→ Problem description: Would you return the entries exactly, with every line intact?

Stored data entries
☆ ☆ ☆ ☆ ☆ ☆ ☆

Issue #501, opened 2016-06-30
Limit HTTP request body sizes at the protocol level


kitcambridge:
We currently limit body sizes to 4k, but I think we check that after the entire request body has already been read.

IIUC, it's still possible for a malicious client to send gigabytes of data, which we'll buffer into memory (or a temporary file, from the looks of https://github.com/fiorix/cyclone/blob/master/cyclone/httpserver.py#L168-L179) before our request handler gets called.

jrconlin:
This might be an odd one.

The code above relies on the data already having been read and stored in the `data` var. `data` is filled by [`lineReceived`](https://github.com/fiorix/cyclone/blob/master/cyclone/httpserver.py#L90), which is subclassed from Twisted's [`basic.LineReceiver`](https://twistedmatrix.com/documents/current/api/twisted.protocols.basic.LineReceiver.html) which may top out at [16,384](https://twistedmatrix.com/documents/current/api/twisted.protocols.basic.LineReceiver.html#MAX_LENGTH) (This might be an interesting issue for things like VAPID, but that's beside the point right now.)  The parent process reads data from the source in 65,535 byte chunks, minus the max header size,  leaves a fair bit of slop. If the `content-length` header [is specified](https://github.com/fiorix/cyclone/blob/master/cyclone/httpserver.py#L100) cyclone limits the data to that length. 

The HTTPConnection class that handles the rawDataRecieved() function is set as [a class variable](https://github.com/fiorix/cyclone/blob/master/cyclone/web.py#L1364) for Application. We could monkey patch it to reject any connection that exceeds 65K, but I'm not really sure that's a good idea. 
I'm not really sure there's a point where we can inject ourselves into that flow to, say, restrict twisted's TCP handler to only accept one 65K block. 

Continuing to dig into this.

pjenvey:
FYI protocol class vars is a typical pattern for twisted factories. It's made for overwriting -- the preferable way is to do it is via subclassing the factory (vs monkeypatching).

jrconlin:
Everytime I see that, I keep thinking it's more an anti-pattern. Reaching into objects directly just feels unclean. Still, if it's the expected behavior...

PR #602, opened 2016-08-16
feat: Limit the size of allowed HTTP bodies & headers

jrconlin:
Limits the amount of data preventing a potential DDoS. This extends much
of what's already in place. Twisted limits TCP read chunks to 65K. It
also already limits the max length of header lines to 16,384 bytes. This
forces connections closed if too much data is attempted to be sent.

NOTE: currently too much data events are not being logged, mostly due
to the fact that errors would lack a good deal useful info.

@pjenvey r?

### DIFF
--- a/autopush/web/limitedhttpconnection.py
+++ b/autopush/web/limitedhttpconnection.py
@@ -1,0 +1,54 @@
+from cyclone import httpserver
+from twisted.logger import Logger
+
+
+class LimitedHTTPConnection(httpserver.HTTPConnection):
+    """
+    Limit the amount of data being sent to a reasonable amount.
+
+    twisted already limits TCP streamed chunk reads to 65K, with
+    ~16k per header line. By default, we'll limit the number of
+    header lines to 100, and the maximum amount of data for the body
+    to be 4K.
+
+    """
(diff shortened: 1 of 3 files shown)


autopush/web/limitedhttpconnection.py
```diff
@@ -0,0 +1,54 @@
...
+            Logger().warn("Too much data sent, terminating connection")
+            return self.lineLengthExceeded(data)
+        if self.content_length is not None:
+            data, rest = data[:self.content_length], data[self.content_length:]
+            self.content_length -= len(data)
+        else:
+            rest = ''
+
+        self._contentbuffer.write(data)
+        if self.content_length <= 0:
```
pjenvey: nice bugfix (I noticed this is == 0 in cyclone) =]

pjenvey:
r+

I'll note (per your comment on #501) you can also override a factory's buildProtocol to pass the protocol values at runtime (like maxData). That requires customizing your own factory, usually subclassing, though, so it's extra work (I'm totally fine with this patch though, we already do this unclean assignment w/ PushServerProtocol in main.py)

☆ ☆ ☆ ☆ ☆ ☆ ☆

→ Your solution:
Issue #501, opened 2016-06-30
Limit HTTP request body sizes at the protocol level


kitcambridge:
We currently limit body sizes to 4k, but I think we check that after the entire request body has already been read.

IIUC, it's still possible for a malicious client to send gigabytes of data, which we'll buffer into memory (or a temporary file, from the looks of https://github.com/fiorix/cyclone/blob/master/cyclone/httpserver.py#L168-L179) before our request handler gets called.

jrconlin:
This might be an odd one.

The code above relies on the data already having been read and stored in the `data` var. `data` is filled by [`lineReceived`](https://github.com/fiorix/cyclone/blob/master/cyclone/httpserver.py#L90), which is subclassed from Twisted's [`basic.LineReceiver`](https://twistedmatrix.com/documents/current/api/twisted.protocols.basic.LineReceiver.html) which may top out at [16,384](https://twistedmatrix.com/documents/current/api/twisted.protocols.basic.LineReceiver.html#MAX_LENGTH) (This might be an interesting issue for things like VAPID, but that's beside the point right now.)  The parent process reads data from the source in 65,535 byte chunks, minus the max header size,  leaves a fair bit of slop. If the `content-length` header [is specified](https://github.com/fiorix/cyclone/blob/master/cyclone/httpserver.py#L100) cyclone limits the data to that length. 

The HTTPConnection class that handles the rawDataRecieved() function is set as [a class variable](https://github.com/fiorix/cyclone/blob/master/cyclone/web.py#L1364) for Application. We could monkey patch it to reject any connection that exceeds 65K, but I'm not really sure that's a good idea. 
I'm not really sure there's a point where we can inject ourselves into that flow to, say, restrict twisted's TCP handler to only accept one 65K block. 

Continuing to dig into this.

pjenvey:
FYI protocol class vars is a typical pattern for twisted factories. It's made for overwriting -- the preferable way is to do it is via subclassing the factory (vs monkeypatching).

jrconlin:
Everytime I see that, I keep thinking it's more an anti-pattern. Reaching into objects directly just feels unclean. Still, if it's the expected behavior...

PR #602, opened 2016-08-16
feat: Limit the size of allowed HTTP bodies & headers

jrconlin:
Limits the amount of data preventing a potential DDoS. This extends much
of what's already in place. Twisted limits TCP read chunks to 65K. It
also already limits the max length of header lines to 16,384 bytes. This
forces connections closed if too much data is attempted to be sent.

NOTE: currently too much data events are not being logged, mostly due
to the fact that errors would lack a good deal useful info.

@pjenvey r?

### DIFF
--- a/autopush/web/limitedhttpconnection.py
+++ b/autopush/web/limitedhttpconnection.py
@@ -1,0 +1,54 @@
+from cyclone import httpserver
+from twisted.logger import Logger
+
+
+class LimitedHTTPConnection(httpserver.HTTPConnection):
+    """
+    Limit the amount of data being sent to a reasonable amount.
+
+    twisted already limits TCP streamed chunk reads to 65K, with
+    ~16k per header line. By default, we'll limit the number of
+    header lines to 100, and the maximum amount of data for the body
+    to be 4K.
+
+    """
(diff shortened: 1 of 3 files shown)


autopush/web/limitedhttpconnection.py
```diff
@@ -0,0 +1,54 @@
...
+            Logger().warn("Too much data sent, terminating connection")
+            return self.lineLengthExceeded(data)
+        if self.content_length is not None:
+            data, rest = data[:self.content_length], data[self.content_length:]
+            self.content_length -= len(data)
+        else:
+            rest = ''
+
+        self._contentbuffer.write(data)
+        if self.content_length <= 0:
```
pjenvey: nice bugfix (I noticed this is == 0 in cyclone) =]

pjenvey:
r+

I'll note (per your comment on #501) you can also override a factory's buildProtocol to pass the protocol values at runtime (like maxData). That requires customizing your own factory, usually subclassing, though, so it's extra work (I'm totally fine with this patch though, we already do this unclean assignment w/ PushServerProtocol in main.py)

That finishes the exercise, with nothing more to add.